**** Material supplied ****
PR #166, opened 2023-02-06
Add validation service

DanPaseltiner:
This PR adds a stubbed out initial version of our validation service.


containers/validation/Dockerfile
```diff
@@ -0,0 +1,12 @@
...
+WORKDIR /code
+
+COPY ./requirements.txt /code/requirements.txt
+RUN pip install -r requirements.txt
+
+COPY ./app /code/app
+COPY ./description.md /code/description.md
+
+EXPOSE 8080
+CMD uvicorn app.main:app --host 0.0.0.0 --port 8080
```
BradySkylight, line 12: new container for validation... I like it!

containers/validation/app/main.py
```diff
@@ -0,0 +1,95 @@
...
+    The schema for response from the validate endpoint.
+    """
+
+    message_valid: bool = Field(
+        description="A true value indicates a valid message while false means that the "
+        "message was found to be invalid."
+    )
+    validation_results: dict = Field(
+        description="A JSON object containing detailing the validation result."
+    )
```
BradySkylight, line 48: I like this as it gives us a quick flag of yes/no did the validation succeed as well as detailed information.

containers/validation/app/main.py
```diff
@@ -0,0 +1,95 @@
...
+
+
+# Request and and respone models
+class ValidateInput(BaseModel):
+    """
+    The schema for requests to the validate endpoint.
+    """
+
+    message_type: Literal["ecr"] = Field(
+        description="The type of message to be validated."
```
BradySkylight, line 32: I assume this is being hard coded for now as we are only working on validation for eCRs at the moment, but this will change depending upon the message type in the future.

containers/validation/app/main.py
```diff
@@ -0,0 +1,95 @@
...
+    )
+    validation_results: dict = Field(
+        description="A JSON object containing detailing the validation result."
+    )
+
+
+# Message type-specific validation
+def validate_ecr(message: str) -> ValidateResponse:
+    """
+    Validate and eCR message.
```
BradySkylight, line 54:
```suggestion
    Validate an eCR message.
```

BradySkylight (approved):
This is very awesome and I think it will work for what it is we are attempting to build.  Nice work.  I had a few comments, but nothing major and is just more nit-picky.  I could update these things as we work on the actual meat inside the BB.  Thanks for doing this Dan!

containers/validation/app/main.py
DanPaseltiner: `Literal` effectively defines an `enum`. As we add support for validating additional message types we can add to the list. Eventually I hope it looks something like `message_type: Literal["ecr", "elr", "vxu", "adt"]` once we nail down Hl7v2 validation.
****
■ Instructions for the task ■
Scan the records for the word "requirements", and copy each line where it is found.

■ Result for this task ■
+COPY ./requirements.txt /code/requirements.txt
+RUN pip install -r requirements.txt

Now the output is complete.